> ASSIGNMENT
Track down every line below that holds "items" and copy it.

> RECORDS FOR THIS EXERCISE
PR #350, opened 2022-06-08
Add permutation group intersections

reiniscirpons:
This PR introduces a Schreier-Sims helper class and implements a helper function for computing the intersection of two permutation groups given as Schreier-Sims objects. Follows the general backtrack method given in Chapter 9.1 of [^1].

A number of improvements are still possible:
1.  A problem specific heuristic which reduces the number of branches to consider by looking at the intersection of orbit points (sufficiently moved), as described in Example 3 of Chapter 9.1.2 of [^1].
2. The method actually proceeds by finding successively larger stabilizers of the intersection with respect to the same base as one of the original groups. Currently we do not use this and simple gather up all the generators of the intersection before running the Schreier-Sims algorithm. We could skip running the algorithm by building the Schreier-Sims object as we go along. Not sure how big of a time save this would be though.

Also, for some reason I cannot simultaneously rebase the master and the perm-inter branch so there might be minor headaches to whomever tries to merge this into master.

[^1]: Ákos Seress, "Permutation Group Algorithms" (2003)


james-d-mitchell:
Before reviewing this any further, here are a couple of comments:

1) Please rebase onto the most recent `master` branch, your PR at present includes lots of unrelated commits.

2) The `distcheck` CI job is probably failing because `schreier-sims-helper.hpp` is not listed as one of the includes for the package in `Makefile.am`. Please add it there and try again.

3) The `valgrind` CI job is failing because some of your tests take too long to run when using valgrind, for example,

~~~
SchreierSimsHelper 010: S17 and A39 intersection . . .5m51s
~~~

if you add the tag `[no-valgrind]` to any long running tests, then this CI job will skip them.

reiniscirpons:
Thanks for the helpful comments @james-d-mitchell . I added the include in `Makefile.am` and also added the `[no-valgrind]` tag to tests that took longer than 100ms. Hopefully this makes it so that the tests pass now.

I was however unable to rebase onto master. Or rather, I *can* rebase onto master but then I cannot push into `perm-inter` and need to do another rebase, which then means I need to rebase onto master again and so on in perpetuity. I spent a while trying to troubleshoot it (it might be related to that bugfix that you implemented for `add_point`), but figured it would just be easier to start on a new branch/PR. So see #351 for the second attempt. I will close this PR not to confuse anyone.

==

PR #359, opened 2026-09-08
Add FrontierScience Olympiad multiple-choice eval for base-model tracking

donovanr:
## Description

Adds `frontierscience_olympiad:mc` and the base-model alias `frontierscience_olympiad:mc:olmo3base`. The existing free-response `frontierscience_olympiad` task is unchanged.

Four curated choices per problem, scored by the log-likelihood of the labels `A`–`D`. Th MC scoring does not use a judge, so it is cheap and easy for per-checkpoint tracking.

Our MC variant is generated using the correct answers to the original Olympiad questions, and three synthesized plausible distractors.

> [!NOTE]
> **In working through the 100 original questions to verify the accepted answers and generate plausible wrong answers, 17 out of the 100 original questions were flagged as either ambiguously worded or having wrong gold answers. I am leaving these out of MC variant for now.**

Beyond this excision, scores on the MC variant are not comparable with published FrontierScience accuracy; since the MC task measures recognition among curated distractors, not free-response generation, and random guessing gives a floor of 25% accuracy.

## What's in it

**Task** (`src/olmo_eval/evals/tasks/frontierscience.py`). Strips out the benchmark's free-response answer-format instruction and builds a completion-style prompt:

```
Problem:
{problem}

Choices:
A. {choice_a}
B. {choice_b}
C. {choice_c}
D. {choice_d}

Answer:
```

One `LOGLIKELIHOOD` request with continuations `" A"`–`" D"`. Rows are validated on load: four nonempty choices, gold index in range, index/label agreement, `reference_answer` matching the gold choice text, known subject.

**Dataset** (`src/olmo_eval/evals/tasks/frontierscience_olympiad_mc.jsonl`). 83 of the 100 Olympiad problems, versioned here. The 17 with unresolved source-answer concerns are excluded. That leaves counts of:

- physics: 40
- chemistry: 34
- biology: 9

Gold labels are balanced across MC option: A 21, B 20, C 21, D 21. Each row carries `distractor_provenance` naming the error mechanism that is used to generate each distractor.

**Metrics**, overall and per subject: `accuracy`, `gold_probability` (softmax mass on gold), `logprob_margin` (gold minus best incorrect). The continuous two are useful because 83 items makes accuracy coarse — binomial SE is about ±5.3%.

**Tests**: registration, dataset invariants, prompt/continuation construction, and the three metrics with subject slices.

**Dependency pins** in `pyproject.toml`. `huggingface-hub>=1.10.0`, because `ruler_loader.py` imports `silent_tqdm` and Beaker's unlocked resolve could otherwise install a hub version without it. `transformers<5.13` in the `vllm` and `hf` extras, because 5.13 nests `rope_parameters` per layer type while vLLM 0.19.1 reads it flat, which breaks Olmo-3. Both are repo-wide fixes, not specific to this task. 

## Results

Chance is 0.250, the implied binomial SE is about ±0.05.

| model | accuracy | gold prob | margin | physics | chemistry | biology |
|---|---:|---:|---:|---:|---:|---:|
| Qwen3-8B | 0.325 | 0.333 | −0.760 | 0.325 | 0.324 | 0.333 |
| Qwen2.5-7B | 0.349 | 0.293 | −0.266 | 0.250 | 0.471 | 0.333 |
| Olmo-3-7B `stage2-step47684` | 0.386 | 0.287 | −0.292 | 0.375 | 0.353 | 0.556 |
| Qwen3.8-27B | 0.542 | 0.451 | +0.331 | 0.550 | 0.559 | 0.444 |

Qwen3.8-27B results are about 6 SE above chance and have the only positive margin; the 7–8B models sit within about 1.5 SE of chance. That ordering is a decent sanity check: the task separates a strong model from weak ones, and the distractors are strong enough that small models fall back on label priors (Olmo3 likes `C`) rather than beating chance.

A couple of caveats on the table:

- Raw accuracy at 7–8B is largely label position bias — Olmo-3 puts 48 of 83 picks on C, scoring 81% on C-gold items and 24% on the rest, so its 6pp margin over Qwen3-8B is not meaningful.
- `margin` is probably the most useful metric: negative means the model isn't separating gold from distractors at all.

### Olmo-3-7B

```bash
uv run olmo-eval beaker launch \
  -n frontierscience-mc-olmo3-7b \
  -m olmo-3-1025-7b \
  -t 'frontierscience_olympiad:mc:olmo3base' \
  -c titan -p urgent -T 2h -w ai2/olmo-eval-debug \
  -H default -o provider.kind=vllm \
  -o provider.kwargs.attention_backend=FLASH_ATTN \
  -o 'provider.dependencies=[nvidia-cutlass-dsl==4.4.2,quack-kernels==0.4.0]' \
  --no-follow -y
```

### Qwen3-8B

> RESULT
**Metrics**, overall and per subject: `accuracy`, `gold_probability` (softmax mass on gold), `logprob_margin` (gold minus best incorrect). The continuous two are useful because 83 items makes accuracy coarse — binomial SE is about ±5.3%.
- Raw accuracy at 7–8B is largely label position bias — Olmo-3 puts 48 of 83 picks on C, scoring 81% on C-gold items and 24% on the rest, so its 6pp margin over Qwen3-8B is not meaningful.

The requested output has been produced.